30 outubro, 2020

Carta Encíclica FRATELLI TUTTI sobre a Fraternidade e Amizade Social Capítulo III (5)


Carta Encíclica FRATELLI TUTTI sobre a Fraternidade e Amizade Social 

Leitura da Carta Encíclica FRATELLI TUTTI do Santo Padre FRANCISCO sobre a Fraternidade e Amizade Social. 

Capítulo III: Pensar e gerar um mundo aberto. 

nn.118-120. Título 11: Repropor a função social da propriedade. 
nn. 121-123. Título 11: Repropor a função social da propriedade. Subtítulo 1: Direitos sem fronteiras. 
nn.124-127. Título 11: Repropor a função social da propriedade. Subtítulo 2: Direitos dos povos. 

 
CARTA ENCÍCLICA  FRATELLI TUTTI  DO SANTO PADRE  FRANCISCO  SOBRE A FRATERNIDADE E A AMIZADE SOCIAL 

Final do Capítulo III 

PENSAR E GERAR UM MUNDO ABERTO 

Repropor a função social da propriedade 

118. O mundo existe para todos, porque todos nós, seres humanos, nascemos nesta terra com a mesma dignidade.

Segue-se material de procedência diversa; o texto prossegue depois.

PR #3585, opened 2023-09-23
fix: use isomorphic `__VLS_ConstructorOverloads` when emits type is not inlined

so1ve:
close #3542

Most of the types come from @ShenQingchuan, thanks a lot!

PR #3588, opened 2023-09-24
test: add test for #1855

### LINKED ISSUE #1855: Event type bug in template
Reproduction:  https://github.com/kingyue737/volar-event-bug

1. Clone the repo and run `pnpm install`
2. Find the error in `App.vue`

image

Event `event-any` is defined with `arg: any` but volar thinks the type of handler should be `(arg: string) => void`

As diferenças de cor, religião, capacidade, local de nascimento, lugar de residência e muitas outras não podem antepor-se nem ser usadas para justificar privilégios de alguns em detrimento dos direitos de todos. Por conseguinte, como comunidade, temos o dever de garantir que cada pessoa viva com dignidade e disponha de adequadas oportunidades para o seu desenvolvimento integral. 

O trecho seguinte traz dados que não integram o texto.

PR #3595, opened 2023-09-26
test: add tests for #3595

so1ve:
close #3595

I'm not sure if this is the right fix, because I found another issue in vue core: https://github.com/vuejs/core/issues/9296 which might be the root cause of this issue

### DIFF
--- a/CHANGELOG.md
+++ b/CHANGELOG.md
@@ -1,5 +1,10 @@
 # Changelog
 
+## 1.8.15 (2023/9/26)
+
+- fix: props type missing in JS component context ([#3592](https://github.com/vuejs/language-tools/issues/3592))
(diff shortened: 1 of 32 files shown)


johnsoncodehk:
Yes, it's a Vue types problem, we do a hack for this (`bypassDefineComponent` in code). The issue has been fixed by https://github.com/vuejs/language-tools/commit/db8857b40547949f7c45906272f3878ea546f0cc, could you update the PR to add a test?

so1ve:
I've updated this PR!

johnsoncodehk:
We also need to refactor the current vue-tsc test, otherwise this test will not run.

I think the current test directory is a bit confusing, and I want to sort it out first.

119. Nos primeiros séculos da fé cristã, vários sábios desenvolveram um sentido universal na sua reflexão sobre o destino comum dos bens criados.[91] Isto levou a pensar que, se alguém não tem o necessário para viver com dignidade, é porque outrem se está a apropriar do que lhe é devido. São João Crisóstomo resume isso, dizendo que, «não fazer os pobres participar dos próprios bens, é roubar e tirar-lhes a vida; não são nossos, mas deles, os bens que aferrolhamos».[92] E São Gregório Magno di-lo assim: «Quando damos aos indigentes o que lhes é necessário, não oferecemos o que é nosso; limitamo-nos a restituir o que lhes pertence».[93] 

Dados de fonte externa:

PR #3599, opened 2023-09-26
issue: failed test vue-tsc non-strict-template 

vsteenhoudt:
Tests fail on this code from v1.8.14.
No errors on v1.8.13


packages/vue-test-workspace/vue-tsc/non-strict-template/#3598/product-detail.vue
```diff
@@ -0,0 +1,42 @@
+<script setup lang="ts">
```
romainmenke, line 1: Thank you for submitting this patch!

I think we can make this repro smaller so that it's easier for maintainers to analyse the root cause.

I think a single `main.vue` file is sufficient :

```vue
<script setup lang="ts">
defineProps(['id']);
</script>

<script lang="ts">
import { watchEffect } from 'vue';

export default {
	data(): { foo?: {
	id: string;
} } {
		return {
			foo: undefined,
		};
	},

	methods: {
		async getData(id: string) {
			let fetchId = id;

			this.foo = {
				id: fetchId,
			};
		},
	},

	created() {
		watchEffect(async () => {
			await this.getData(this.id);
		})
	},
};
</script>

<template>
	<div class="foo-detail" v-if="!!foo">
		<h1>{{ foo.id }}</h1>
	</div>
</template>
```

-----

Maybe there is still redundant code here?

johnsoncodehk: Right, thanks for simplifying the test code! But the test has been added by #3600, let's close this. 🤞

PR #3600, opened 2023-09-27
fix: merge default export's properties properly

### LINKED ISSUE #3598: Test fails (property-does-not-exist) from v1.8.14
We noticed that are tests are failing on some of our code starting from v1.8.14.
The problem does not occur on version v1.8.13

We added our code to the vue-test-workspace/vue-tsc/non-strict-template and ran the tests under version v1.8.13 so we could confirm there was no problem in this version. 
From v1.8.14 and forward the tests fail on our code.

Edit: I'll fork the repo first. And update it here when ready. 

Kind regards,
Valentijn

### LINKED ISSUE #3620: Volar: custom components not properly recognised or highlighted in non-TS files
see #3299 

For Typescript-enabled projects when a component does not use `setup` the code coloring of custom components is not displayed (they show up as regular HTML tags). I created an [example repository](https://github.com/mgiraldo/vue-color-issue) where I just created a new project with `npm create vue@latest` and these options:

```✔ Add TypeScript? … Yes
✔ Add JSX Support? … No
✔ Add Vue Router for Single Page Application development? … No
✔ Add Pinia for state management? … No
✔ Add Vitest for Unit Testing? … No
✔ Add an End-to-End Testing Solution? › No
✔ Add ESLint for code quality? … Yes
✔ Add Prettier for code formatting? … No
```

image

Then I did a minor change to `.eslintrc.cjs` to use `kebab-case` in `vue/component-name-in-template-casing` and also in `src/components/App.vue` so that it does not use `setup`:

```html
<script>
import HelloWorld from './components/HelloWorld.vue'
import TheWelcome from './components/TheWelcome.vue'

export default {
  components: {HelloWorld, TheWelcome}
}
</script>
```

I would expect code coloring to be the same in both situations.

This is the result before the change:
image

This is after the change:
image

so1ve:
close #3599, close #3598, close #3620


packages/vue-test-workspace/vue-tsc/non-strict-template/#3598/main.vue
so1ve, line 1: Delete this later and rename #3612 to #3598

romainmenke:
Thank you @so1ve and @johnsoncodehk
Everything is green again on our end 🙇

120. Faço minhas e volto a propor a todos algumas palavras de São João Paulo II, cuja veemência talvez tenha passado despercebida: «Deus deu a terra a todo género humano, para que ela sustente todos os seus membros, sem excluir nem privilegiar ninguém».[94] Nesta linha, lembro que «a tradição cristã nunca reconheceu como absoluto ou intocável o direito à propriedade privada, e salientou a função social de qualquer forma de propriedade privada».[95] O princípio do uso comum dos bens criados para todos é o «primeiro princípio de toda a ordem ético-social»,[96] é um direito natural, primordial e prioritário.[97] Todos os outros direitos sobre os bens necessários para a realização integral das pessoas, quaisquer que sejam eles incluindo o da propriedade privada, «não devem – como afirmava São Paulo VI – impedir, mas, pelo contrário, facilitar a sua realização».[98] O direito à propriedade privada só pode ser considerado como um direito natural secundário e derivado do princípio do destino universal dos bens criados, e isto tem consequências muito concretas que se devem refletir no funcionamento da sociedade. Mas acontece muitas vezes que os direitos secundários se sobrepõem aos prioritários e primordiais, deixando-os sem relevância prática. 

Direitos sem fronteiras 

121. Por conseguinte, ninguém pode ser excluído; não importa onde tenha nascido, e menos ainda contam os privilégios que outros possam ter porque nasceram em lugares com maiores possibilidades. Os confins e as fronteiras dos Estados não podem impedir que isto se cumpra. Assim, como é inaceitável que uma pessoa tenha menos direitos pelo simples facto de ser mulher, de igual modo é inaceitável que o local de nascimento ou de residência determine, de por si, menores oportunidades de vida digna e de desenvolvimento. 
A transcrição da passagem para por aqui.